Along with the lights. If you google pics of the original bike you will see how these were set up. The front rack would connect to the upper bracket that is still there. And the twin headlights would mount on the rack itself. Trying googling tr Findlay schwinn catalogs for your year.


----------



## mickeyc (Apr 13, 2014)

I don't know what year it is.  My daughter was out yard saleing and came across some bikes.  This one was in his basement.  They've left his place, but I have a phone number.  Just trying to get all the info I can.

Mike


----------



## mickeyc (Apr 13, 2014)

I see what the front rack looks like.  Will have to see if he has it.  Doubt it as it probably would have been on the bike.  Is something like that REALLY hard to find?

Mike


----------



## stpeteschwinn (Apr 13, 2014)

*Year*

With the rounded rear rack and the "M" forks I'm guessing it's a late 1960. Missing front rack(easy to find) dual headlights (not so much and pricey) and S reflector.
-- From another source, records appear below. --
PR #12385, opened 2025-07-18
test(coverage/typescript): Update `5xxx` error codes handling

leaysgur:
Part of #11582

### DIFF
--- a/tasks/coverage/src/typescript/mod.rs
+++ b/tasks/coverage/src/typescript/mod.rs
@@ -57,6 +57,8 @@ impl<T: Case> Suite<T> for TypeScriptSuite<T> {
             "importingExportingTypes.ts",
             // This is just a binary file
             "TransportStream.ts",
+            // Emits TS5052 (complains compilerOptions are invalid, which we do not support), also implies TS2564 but not emitted
+            "esDecorators-emitDecoratorMetadata.ts",
         ]
         .iter()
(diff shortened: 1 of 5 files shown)


tasks/coverage/src/typescript/mod.rs
```diff
@@ -57,6 +57,8 @@ impl<T: Case> Suite<T> for TypeScriptSuite<T> {
             "importingExportingTypes.ts",
             // This is just a binary file
             "TransportStream.ts",
+            // Emits TS5052 (complains compilerOptions are invalid, which we do not support), also implies TS2564 but not emitted
+            "esDecorators-emitDecoratorMetadata.ts",
```
leaysgur, line 61: FYI: 

- Test file: https://github.com/microsoft/TypeScript/blob/2778e84ed88894156e2c5a17d74a25c73cc96ffe/tests/cases/conformance/esDecorators/esDecorators-emitDecoratorMetadata.ts
- Error file: https://github.com/microsoft/TypeScript/blob/2778e84ed88894156e2c5a17d74a25c73cc96ffe/tests/baselines/reference/esDecorators-emitDecoratorMetadata(target%3Desnext).errors.txt

Error file only reports TS5052 for `compilerOptions`.

But this code should report error TS2564 without `compilerOptions`.

```ts
class C {
  // Property 'y' has no initializer and is not definitely assigned in the constructor.
  y: number;
}
```

PR #12446, opened 2025-07-22
fix(linter): `unicorn/catch-error-name` wasn't using the ignore property

### LINKED ISSUE #12430: linter: unicorn/catch-error-name

1.7.0

### What command did you run?

oxlint --max-warnings=0

```jsonc
{
  "rules": {
    "unicorn/catch-error-name": [
      "error",
      {
        "ignore": [
          "^error\\d*$"
        ]
      }
    ]
  }
}
```

### What happened?

oxlint complains with `eslint-plugin-unicorn(catch-error-name): The catch parameter "error2" should be named "error"` with code bellow
```typescript
try {
  // some codes
} catch (error2: unknown) {
  // some codes
}
```

this makes problem in nested try { }  catch { }
```typescript
try {
  // some codes
} catch (error: unknown) {
  try {
    // some codes
  } catch (error2: unknown) {
    // some codes
  }
}
```

unicorn in eslint auto fix this by appending _ to the second catch error name (https://github.com/sindresorhus/eslint-plugin-unicorn/blob/main/docs/rules/catch-error-name.md#tip) that still not works in oxlint and erros with ` eslint-plugin-unicorn(catch-error-name): The catch parameter "error_" should be named "error"`

imranbarbhuiya:
Allowed `regex` in `ignore` vec. Also changed `ignored` to `ignore` to match docs and unicorn config

fixes: #12430

the regex build will silently fail if its invalid, should I log it? if yes how to do it as using any print related function causes clippy to fail

### DIFF
--- a/crates/oxc_linter/src/rules/unicorn/catch_error_name.rs
+++ b/crates/oxc_linter/src/rules/unicorn/catch_error_name.rs
@@ -1,3 +1,4 @@
+use lazy_regex::Regex;
 use oxc_ast::{
     AstKind,
     ast::{Argument, BindingPatternKind, Expression},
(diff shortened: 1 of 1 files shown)


camc314 (approved):
thanks!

Looks legit and a reasonable asking price.


----------



## mickeyc (Apr 13, 2014)

*Thanks*

Thanks much for all the responses.

Mike


----------



## jpromo (Apr 13, 2014)

That's right, the dual lights.. front rack is easy to find but the headlights may prove elusive. Offer him 300$; I'd feel good about 3 myself.


----------



## island schwinn (Apr 13, 2014)

should mention the starburst badge also puts it in the 60/62 range. the price is a good cali price.


----------



## vincev (Apr 13, 2014)

Heres my Panther 3 with the dual headlights.


----------



## rollfaster (Apr 13, 2014)

*Nice Panther Vince*

I remember when you got this one. Super nice example of a complete panther3.


----------



## mickeyc (Apr 13, 2014)

WOW Vince...that's really nice.  I contacted the owner of the red one....no rack or lights.  there are racks on eBay.....$75.00 seems to be the going price.

Mike


----------



## schwinnbikebobb (Apr 13, 2014)

As Rich pointed out what's missing, you would probably be looking at 2 bills or so for the lights (when you can find them) and front rack and S reflector.  Still not that bad but not the steal of the century either.  Looks like the paint would clean up nice. Can't tell if it's a 2 speed.


----------



## vincev (Apr 13, 2014)

mickeyc said:


> WOW Vince...that's really nice.  I contacted the owner of the red one....no rack or lights.  there are racks on eBay.....$75.00 seems to be the going price.
> 
> Mike




The dual headlights get WAY too much money on E Bay.They may run ya almost as much as the price of the bike your looking at. The bike looks like a really fair price wih a little wiggle room for the missing rack and lights.Good luck.Nice find.


----------



## stpeteschwinn (Apr 13, 2014)

*Heres my Panther 3 with the dual headlights...*

...And my very similar 59 Panther II. These headlights shown (debuted in 1959 on the Panther II) were made of metal, and thus the chrome lasted if they were maintained, but shortly thereafter I guess they changed suppliers, and Schwinn went to a plastic housing with wafer thin chrome.


----------



## greenephantom (Apr 13, 2014)

The dual lights with bracket and correct long bolt will run you $200 easy. Front rack shouldn't be pricey (they used the basic single-hinge chrome ones for quite a while) if you can find one local, but on eBay another $50 - $70 easy. Deluxe S reflector has been repopped, about $50 if I recall correctly. 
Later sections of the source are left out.